Budget expected to revive industry

Business
FINANCE minister Tendai Biti presents the last national budget of the inclusive government on Thursday, amid expectations he would provide the stimulus needed for the manufacturing sector that has recorded a dip in capacity utilisation.

FINANCE minister Tendai Biti presents the last national budget of the inclusive government on Thursday, amid expectations he would provide the stimulus needed for the manufacturing sector that has recorded a dip in capacity utilisation.

REPORT BY NDAMU SANDU

A survey released by the Confederation of Zimbabwe Industries (CZI) last week showed that for the first time since the use of multi-currencies, capacity utilisation had gone down to 44,2% from the 57,2% recorded last year, painting a gloomy picture in the outlook.

The survey came after Biti had cut projected growth for this year to 4% from an earlier forecast of 5,6%.

Analysts said last week, the dip in capacity utilisation should jolt government into action to introduce policies that help revive the industry.

James Wadi, chief economist at regional banking group BancABC, told Standardbusiness the budget should provide ways to revive the manufacturing industry, “given what it has said”.

He said while industry required money, some of its requirements were non-monetary, such as the provision of an environment conducive to attract investors.

Wadi said government had to honour Bilateral Investment Promotion and Protection Agreements (Bippas), so as to unlock the external lines of credit needed to boost the economy.

“We have to honour that and the moment we start acting otherwise it sends wrong signals to investors,” he said.

The local manufacturing sector is beset by a string of challenges, notably power outages and ageing equipment that has pushed up the cost of production, meaning local products are more expensive compared to imports.

Zimbabwe has become a supermarket economy, with imports flooding the shops.

Exports for most commodities have been reduced and as a result, the economy is not generating foreign currency receipts.

Regrettably, imports continue to increase thereby widening the trade gap. The little money generated locally would go to imports, starving other sectors of the economy of funding needed for revival.

Reserve Bank of Zimbabwe governor Gideon Gono told the banking sector’s stakeholders last week that improved export capabilities required that the country’s investment image be improved.

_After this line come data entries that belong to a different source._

PR #5223, opened 2021-10-19
armv7-m,v8-m/up_assert.c : Change to check user binar…

jeongchanKim:
…y fault

1) Show all bins' text addresses when the fault is from user binary.
2) Check the user heap corruption when the fault is from user binary.

### DIFF
--- a/os/arch/arm/src/armv7-m/up_assert.c
+++ b/os/arch/arm/src/armv7-m/up_assert.c
@@ -126,6 +126,9 @@ extern uint32_t g_assertpc;
 #define CONFIG_BOARD_RESET_ON_ASSERT 0
 #endif
 
+#define IS_FAULT_IN_USER_THREAD  (fault_tcb->uheap != NULL)
+#define IS_FAULT_IN_USER_SPACE   (is_kernel_space((void *)assert_pc) == false)
+
 /****************************************************************************
  * Private Data
  ****************************************************************************/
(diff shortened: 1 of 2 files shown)


os/arch/arm/src/armv7-m/up_assert.c
```diff
@@ -489,7 +481,8 @@ void up_assert(const uint8_t *filename, int lineno)
 		lldbg("No heap corruption detected\n");
 	}
 #ifdef CONFIG_APP_BINARY_SEPARATION
-	if (!is_kernel_fault) {
+	if (fault_tcb->uheap != NULL) {
```
sunghan-chang, line 484: Is it possible to redefine belows for readability?
1. ault_tcb->uheap != NULL  <=  fault thread
2. is_kernel_space((void *)assert_pc   <= fault space

os/arch/arm/src/armv7-m/up_assert.c
```diff
@@ -502,7 +498,7 @@ void up_assert(const uint8_t *filename, int lineno)
 #endif
 
 #ifdef CONFIG_BINMGR_RECOVERY
-	if (is_kernel_fault == false) {
+	if (IS_FAULT_IN_KERNEL_SPACE) {
```
sangam-swami, line 501: readability looks odd here..
is it return true if fault in kernel?

sunghan-chang (approved):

“This remains key in the meaningful attraction of both domestic and foreign direct investment into key productive and export sectors of the economy in a manner that improves the competitiveness of domestically produced goods and services,” Gono said.

Gono said the “country’s import dependency syndrome must be shed off through the implementation of comprehensive structural policies that promote the resuscitation of domestic industrial production”.

“This would assist in bridging attendant supply gaps that have sustained the importation of finished goods largely from South Africa and the Far East,” Gono said.

Biti has in the past indicated that he would increase some taxes as way of generating more revenue.

However, analysts say, there are some low-hanging fruits that can be harnessed to raise more revenue for the economy. “We have porous borders and why should we not automate?” Wadi asked, adding that the same could be done on tollgates.

He said automation would remove the human intervention and there was an assurance that the money would come.

In its submissions, CZI said there were high levels of corruption at border posts, especially at Beitbridge and the long transit times spent obtained a hamstrung to trade.

Wadi said such a mismatch was not unique to Zimbabwe but obtains in other countries in the region. However, Wadi said other countries had managed to raise offshore financing for infrastructure.